When using ParseHandlers what are the rules for escaping HTML characters inside of StripBetween transformer?

Norconex / crawlers

Norconex Crawlers (or spiders) are flexible web and filesystem crawlers for collecting, parsing, and manipulating data from the web or filesystem to various data repositories such as search engines.

https://opensource.norconex.com/crawlers

Apache License 2.0

183 stars 68 forks source link

When using ParseHandlers what are the rules for escaping HTML characters inside of StripBetween transformer? #407

Closed inpsolr closed 6 years ago

inpsolr commented 6 years ago

Hi there,

In the example you have given here, the < and > signs are escaped:

                    <!-- Strip content you do not want -->
                    <transformer class="com.norconex.importer.transformer.impl.StripBetweenTransformer"
                          inclusive="true" caseSensitive="false" >
                        <stripBetween>
                            <start>&lt;!-- whatever start text, like a comment --&gt;</start>
                            <end>&lt;!-- whatever end text, like a comment --&gt;</end>
                        </stripBetween>
                        <!-- multiple strignBetween tags allowed -->
                    </transformer>

Is there a comprehensive list of tags or characters that need to be escaped between the <start></start> and <end></end> tags?
Are there any other considerations for adding the matching text from the document within these tags?

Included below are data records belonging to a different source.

PR #218, opened 2019-12-10
Move some private functions to `_layout.py`

eric-wieser:
These are used as part of layout construction.

No one should ever be calling these directly, given they are used just to populate `Layout` members


eric-wieser:
CI failure is stochastic, as usual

For example, would this work?

<start>&lt;div id="helloWorldStart"&gt;</start>

or should it be:

<start>&lt;div id=&quot;helloWorldStart&quot;&gt;</start>

inpsolr commented 6 years ago

I see here, in the example, that there is a new way of specifying the html tags to match with regex. I will try this. https://www.norconex.com/collectors/importer/latest/apidocs/com/norconex/importer/handler/transformer/impl/StripBetweenTransformer.html

essiembre commented 6 years ago

Are you referring to <![CDATA[ ]]> ? If so, know that this is part of XML standard so not something introduced by the HTTP Collector. It is a way to specify any content without worrying about escaping. You can find more information here: https://en.wikipedia.org/wiki/CDATA

Was your last attempt at specifying HTML tags successful?

inpsolr commented 6 years ago

I have been trying to get this working for the past couple of days and I think I am doing something fundamentally wrong. I have the following config snippet in crawler's config.xml:

        <preParseHandlers>
            <transformer class="$transformerStripBetween" inclusive="true" >
          <restrictTo field="document.contentType">text/html</restrictTo>
          <stripBetween>
                <start><![CDATA[<div class="content-area">]]></start>
                <end><![CDATA[<div class="bottom">]]></end>
              </stripBetween>
        </transformer>
    </preParseHandlers>

But, the search results are showing up for texts that are only present between <div class="content-area"> and <div class="bottom"> in the page. Is there something that I am missing?

essiembre commented 6 years ago

Do you want to skip the content-area? It looks like you are doing the opposite. StringBetween is for removing content between tags. So I suggest you have one stripBetween matching your header and another one for your footer. Alternatively, you can look at ReplaceTransformer.

inpsolr commented 6 years ago

Hi @essiembre,

I am trying to not index the texts between the two tags <div class="content-area"> and <div class="bottom">.

It looks like you are doing the opposite.

I don't understand how I am doing the opposite?

StringBetween is for removing content between tags. So I suggest you have one stripBetween matching your header and another one for your footer.

Could you please give me an example for this specific case? Shouldn't one stripBetween tag be enough?

I looked into ReplaceTransformer; I don't believe that is what I need for this particular situation, unless I replace the text with empty string in <toValue>.

essiembre commented 6 years ago

In which case it should work. Can you share a problematic URL as well as your config?

inpsolr commented 6 years ago

Hi @essiembre,

I have sent you and email with the sample HTML of the URL I am indexing along with the config.xml for the crawler.

essiembre commented 6 years ago

I was able to reproduce. Your config is good. The issue is one of file size. Most transformers dealing with text have a limit of characters it reads at once to avoid memory issues on very large files. You can easily fix this by adding a "maxReadSize" attribute with a large value. For example, this was tested to work:

<transformer maxReadSize="10000000" class="$transformerStripBetween" inclusive="true" >
...
</transformer>

The next release will likely increase the default max read size.

Please confirm.

essiembre commented 6 years ago

FYI, the latest snapshot release drastically increased the default maximum read size (default is now 10 million characters). Please re-open if you still have issues.

inpsolr commented 6 years ago

Sorry for late reply. Yes, this change actually worked for me. Thank you very much. Will also test the new snapshot without the explicit specification for maxReadSize. Thank you for taking care of this so quickly.